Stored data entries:
Segment Open

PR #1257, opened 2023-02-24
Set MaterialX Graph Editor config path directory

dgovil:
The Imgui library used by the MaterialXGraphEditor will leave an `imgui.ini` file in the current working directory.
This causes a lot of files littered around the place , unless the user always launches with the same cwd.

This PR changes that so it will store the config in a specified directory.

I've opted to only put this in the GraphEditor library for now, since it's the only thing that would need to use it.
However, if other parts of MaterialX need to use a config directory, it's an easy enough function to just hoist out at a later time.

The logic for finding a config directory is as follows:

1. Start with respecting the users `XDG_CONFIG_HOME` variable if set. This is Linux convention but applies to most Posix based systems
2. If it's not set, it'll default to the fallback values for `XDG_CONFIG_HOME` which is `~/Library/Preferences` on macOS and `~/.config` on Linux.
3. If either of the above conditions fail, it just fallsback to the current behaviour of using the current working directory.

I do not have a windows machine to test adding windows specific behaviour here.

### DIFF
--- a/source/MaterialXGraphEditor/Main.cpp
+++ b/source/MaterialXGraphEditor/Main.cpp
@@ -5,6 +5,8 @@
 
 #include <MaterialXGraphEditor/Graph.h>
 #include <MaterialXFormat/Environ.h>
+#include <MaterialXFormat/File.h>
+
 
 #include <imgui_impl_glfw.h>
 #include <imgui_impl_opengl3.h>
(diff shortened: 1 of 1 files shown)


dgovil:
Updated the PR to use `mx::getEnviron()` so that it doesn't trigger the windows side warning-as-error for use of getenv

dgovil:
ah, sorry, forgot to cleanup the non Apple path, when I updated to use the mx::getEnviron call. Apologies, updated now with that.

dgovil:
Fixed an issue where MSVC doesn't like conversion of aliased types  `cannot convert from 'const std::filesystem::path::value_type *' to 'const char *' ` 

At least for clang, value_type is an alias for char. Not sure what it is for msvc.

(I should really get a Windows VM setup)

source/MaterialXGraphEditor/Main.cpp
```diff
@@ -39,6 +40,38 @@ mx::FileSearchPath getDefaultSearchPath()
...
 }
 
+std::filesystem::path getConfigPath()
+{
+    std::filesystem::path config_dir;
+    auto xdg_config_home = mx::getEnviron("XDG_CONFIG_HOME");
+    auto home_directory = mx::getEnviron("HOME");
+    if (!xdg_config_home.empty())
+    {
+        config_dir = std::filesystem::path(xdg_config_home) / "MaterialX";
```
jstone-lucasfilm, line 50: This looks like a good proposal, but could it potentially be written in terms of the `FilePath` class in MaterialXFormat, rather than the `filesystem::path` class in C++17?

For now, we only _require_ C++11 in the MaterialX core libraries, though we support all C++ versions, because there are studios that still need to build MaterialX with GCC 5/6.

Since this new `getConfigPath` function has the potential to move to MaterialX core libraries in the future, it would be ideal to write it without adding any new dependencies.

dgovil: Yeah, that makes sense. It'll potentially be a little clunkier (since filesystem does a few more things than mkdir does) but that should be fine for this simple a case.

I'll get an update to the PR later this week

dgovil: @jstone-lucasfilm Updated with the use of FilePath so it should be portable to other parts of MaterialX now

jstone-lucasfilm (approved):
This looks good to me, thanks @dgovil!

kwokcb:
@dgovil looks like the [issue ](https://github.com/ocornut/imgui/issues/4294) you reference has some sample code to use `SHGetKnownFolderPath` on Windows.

Segment Closed
Segment Open

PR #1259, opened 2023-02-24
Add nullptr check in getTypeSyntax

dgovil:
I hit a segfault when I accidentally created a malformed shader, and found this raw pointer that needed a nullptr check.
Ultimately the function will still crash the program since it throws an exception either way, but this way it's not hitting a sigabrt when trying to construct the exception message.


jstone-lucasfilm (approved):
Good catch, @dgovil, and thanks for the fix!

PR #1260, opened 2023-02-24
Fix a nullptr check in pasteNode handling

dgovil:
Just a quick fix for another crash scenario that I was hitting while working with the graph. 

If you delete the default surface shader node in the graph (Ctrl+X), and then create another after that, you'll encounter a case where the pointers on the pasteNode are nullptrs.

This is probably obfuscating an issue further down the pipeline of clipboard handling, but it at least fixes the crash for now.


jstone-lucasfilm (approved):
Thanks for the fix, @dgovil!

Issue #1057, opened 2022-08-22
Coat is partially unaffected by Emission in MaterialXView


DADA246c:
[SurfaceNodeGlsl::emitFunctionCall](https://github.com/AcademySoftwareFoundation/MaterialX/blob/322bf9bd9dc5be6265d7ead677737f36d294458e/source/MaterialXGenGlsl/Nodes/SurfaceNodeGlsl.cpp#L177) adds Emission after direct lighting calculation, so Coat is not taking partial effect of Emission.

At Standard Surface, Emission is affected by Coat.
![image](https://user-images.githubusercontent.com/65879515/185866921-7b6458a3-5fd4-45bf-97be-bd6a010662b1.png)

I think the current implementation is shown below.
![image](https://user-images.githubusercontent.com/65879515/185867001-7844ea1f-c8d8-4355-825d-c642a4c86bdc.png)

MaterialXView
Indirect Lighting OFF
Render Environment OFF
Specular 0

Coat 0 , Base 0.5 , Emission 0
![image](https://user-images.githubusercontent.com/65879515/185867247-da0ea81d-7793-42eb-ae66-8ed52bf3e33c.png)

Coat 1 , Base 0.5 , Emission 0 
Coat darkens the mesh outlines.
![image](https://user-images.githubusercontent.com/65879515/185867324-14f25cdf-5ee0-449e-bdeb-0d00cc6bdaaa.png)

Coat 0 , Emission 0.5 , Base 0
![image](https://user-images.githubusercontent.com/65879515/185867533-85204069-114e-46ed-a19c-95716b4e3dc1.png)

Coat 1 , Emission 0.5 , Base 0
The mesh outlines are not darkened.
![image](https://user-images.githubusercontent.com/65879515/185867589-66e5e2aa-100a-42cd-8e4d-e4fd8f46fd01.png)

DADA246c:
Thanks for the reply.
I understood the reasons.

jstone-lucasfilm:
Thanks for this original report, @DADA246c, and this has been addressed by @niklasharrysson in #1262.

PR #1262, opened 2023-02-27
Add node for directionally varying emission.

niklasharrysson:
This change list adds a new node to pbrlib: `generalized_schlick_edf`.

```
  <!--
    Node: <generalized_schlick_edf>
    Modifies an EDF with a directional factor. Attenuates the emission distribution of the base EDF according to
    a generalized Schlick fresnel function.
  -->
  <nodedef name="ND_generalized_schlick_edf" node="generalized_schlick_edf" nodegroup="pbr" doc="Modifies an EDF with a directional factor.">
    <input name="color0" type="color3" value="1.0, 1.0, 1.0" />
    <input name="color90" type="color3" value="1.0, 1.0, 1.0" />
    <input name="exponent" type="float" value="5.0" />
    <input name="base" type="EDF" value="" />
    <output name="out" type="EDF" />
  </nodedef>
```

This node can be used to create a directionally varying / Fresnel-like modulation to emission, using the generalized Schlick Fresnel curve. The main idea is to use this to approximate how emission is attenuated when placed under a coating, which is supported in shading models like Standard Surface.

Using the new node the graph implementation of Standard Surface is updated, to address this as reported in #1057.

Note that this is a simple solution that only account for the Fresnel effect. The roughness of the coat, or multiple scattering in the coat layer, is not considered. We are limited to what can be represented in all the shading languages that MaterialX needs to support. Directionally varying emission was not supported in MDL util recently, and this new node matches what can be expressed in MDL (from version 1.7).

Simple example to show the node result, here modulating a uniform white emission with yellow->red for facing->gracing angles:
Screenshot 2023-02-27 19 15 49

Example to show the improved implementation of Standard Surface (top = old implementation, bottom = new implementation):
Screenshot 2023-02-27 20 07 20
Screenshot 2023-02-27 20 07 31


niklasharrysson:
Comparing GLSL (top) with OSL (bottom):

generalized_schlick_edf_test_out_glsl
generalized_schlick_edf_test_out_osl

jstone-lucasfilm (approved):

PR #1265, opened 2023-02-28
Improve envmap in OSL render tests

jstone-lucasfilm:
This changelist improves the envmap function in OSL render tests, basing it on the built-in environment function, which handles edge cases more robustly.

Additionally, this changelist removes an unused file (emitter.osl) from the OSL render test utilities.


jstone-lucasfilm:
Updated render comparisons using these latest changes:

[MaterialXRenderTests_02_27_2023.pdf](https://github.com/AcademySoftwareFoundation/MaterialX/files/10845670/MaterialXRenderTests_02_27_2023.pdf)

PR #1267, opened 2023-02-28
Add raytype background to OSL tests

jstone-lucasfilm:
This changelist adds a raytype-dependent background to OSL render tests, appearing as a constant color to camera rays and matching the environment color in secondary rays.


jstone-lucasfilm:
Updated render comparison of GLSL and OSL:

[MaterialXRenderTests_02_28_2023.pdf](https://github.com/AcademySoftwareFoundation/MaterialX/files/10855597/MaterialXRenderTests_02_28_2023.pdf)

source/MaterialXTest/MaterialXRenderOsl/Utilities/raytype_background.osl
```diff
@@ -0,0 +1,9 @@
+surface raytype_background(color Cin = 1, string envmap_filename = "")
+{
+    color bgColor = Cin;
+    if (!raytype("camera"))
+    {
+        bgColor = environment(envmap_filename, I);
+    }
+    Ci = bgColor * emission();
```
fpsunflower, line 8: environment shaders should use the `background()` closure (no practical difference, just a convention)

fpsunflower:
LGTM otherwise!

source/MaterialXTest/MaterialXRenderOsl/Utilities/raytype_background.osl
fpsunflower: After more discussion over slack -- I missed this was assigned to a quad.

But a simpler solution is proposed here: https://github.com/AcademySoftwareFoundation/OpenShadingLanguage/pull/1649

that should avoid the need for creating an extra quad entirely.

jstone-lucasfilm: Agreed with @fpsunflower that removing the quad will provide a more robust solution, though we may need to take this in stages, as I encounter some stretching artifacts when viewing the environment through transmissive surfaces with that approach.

Segment Closed
Segment Open

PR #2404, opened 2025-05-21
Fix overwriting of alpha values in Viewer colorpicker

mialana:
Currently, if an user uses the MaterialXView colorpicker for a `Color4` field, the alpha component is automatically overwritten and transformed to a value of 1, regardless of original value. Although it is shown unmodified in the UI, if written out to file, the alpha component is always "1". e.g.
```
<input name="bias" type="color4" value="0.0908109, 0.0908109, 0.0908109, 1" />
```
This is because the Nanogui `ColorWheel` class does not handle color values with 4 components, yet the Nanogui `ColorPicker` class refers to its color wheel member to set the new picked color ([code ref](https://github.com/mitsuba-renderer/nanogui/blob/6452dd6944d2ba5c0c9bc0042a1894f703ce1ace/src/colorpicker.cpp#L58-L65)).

Segment Closed

Instructions to follow: Return all lines in the entries above that carry the word "convention".

Answer section:
1. Start with respecting the users `XDG_CONFIG_HOME` variable if set. This is Linux convention but applies to most Posix based systems
fpsunflower, line 8: environment shaders should use the `background()` closure (no practical difference, just a convention)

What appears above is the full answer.